ST. LOUIS (CN) – Anheuser-Busch breached its fiduciary duty by refusing to consider buyout offers, including one from InBev, shareholders claim in city court.
Plaintiffs say InBev officials have wanted to discuss a merger with Anheuser-Busch since January 2007, and that such a takeover would offer a significant premium to shareholders, as Anheuser-Busch stocks have underperformed in recent years.
Anheuser-Busch makes Budweiser, Michelob and other brands of beer.
In May this year, InBev attempted to restart discussions with Anheuser-Busch. Reports at the time said InBev was offering about $65 a share, a 38 percent premium.

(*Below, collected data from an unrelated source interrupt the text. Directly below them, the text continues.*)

PR #144, opened 2019-04-22
CSI spec v1.1.0

fatih:
This PR updates the CSI spec to `v1.1.0` and the sidecars to their respective largest versions.

Vendoring the code separately is a breaking change, hence it had to be here. Each commit is self contained, to review, read them one by one. 

* Update the CSI version to `v1.1.0` and the csi-test library to `v2.0.0`
* Satisfy the new controller interface
* Fix/improve the code according to the new additions in the csi-test

- [x] Update sidecars to their respective largest versions compatible with CSI Spec `v1.1.0`
- [x] Create a custom `CSIDriver` because `cluster-driver-registrar` is deprecated and no longer will create it for us (https://github.com/kubernetes/kubernetes/pull/74283)
- [x] Test the changes for K8S `v1.14`


driver/controller.go
```diff
@@ -158,12 +159,19 @@ func (d *Driver) CreateVolume(ctx context.Context, req *csi.CreateVolumeRequest)
 	}
 
 	contentSource := req.GetVolumeContentSource()
-	if contentSource != nil {
-		snapshot := contentSource.GetSnapshot()
-		if snapshot != nil {
-			ll.WithField("snapshot_id", snapshot.GetSnapshotId()).Info("using snapshot as volume source")
-			volumeReq.SnapshotID = snapshot.GetSnapshotId()
+	if contentSource != nil && contentSource.GetSnapshot() != nil {
+		snapshotID := contentSource.GetSnapshot().GetSnapshotId()
```
adamwg: Should we validate that the snapshot ID is not empty? Not sure whether the API call below will return a `NotFound` or some other status when passed an empty ID.

fatih: Good poing @adamwg. I think it'll be already validated but I'll make sure to test that as well.

driver/controller.go
```diff
@@ -790,6 +810,10 @@ func (d *Driver) ListSnapshots(ctx context.Context, req *csi.ListSnapshotsReques
 	return listResp, nil
 }
 
+func (d *Driver) ControllerExpandVolume(ctx context.Context, req *csi.ControllerExpandVolumeRequest) (*csi.ControllerExpandVolumeResponse, error) {
+	return nil, errors.New("not implemented yet")
```
jcodybaker: Should this return `codes.Unimplemented` rather than a generic go error?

But lead plaintiff James Mayfield said August A. Busch III and August A. Busch IV oppose any deal and the members of the board are loyal to them. Board members are paid a minimum of $173,000 a year, and one board member got $927,000 in 2007, the complaint states.
Mayfield claims the generous compensation to board members is not on par with the company’s stock performance; it has traded between $45 and $55 a share in the past six years. Mayfield says board members have entrenched themselves at shareholders’ expense, in breach of duty, by refusing to negotiate with InBev in good faith.
Plaintiffs demand monetary damages and an order requiring the board to act in the company’s best interests. They are represented by Richard Hein. Defendants include Anheuser-Busch and 14 board members, including Busch III and Busch IV.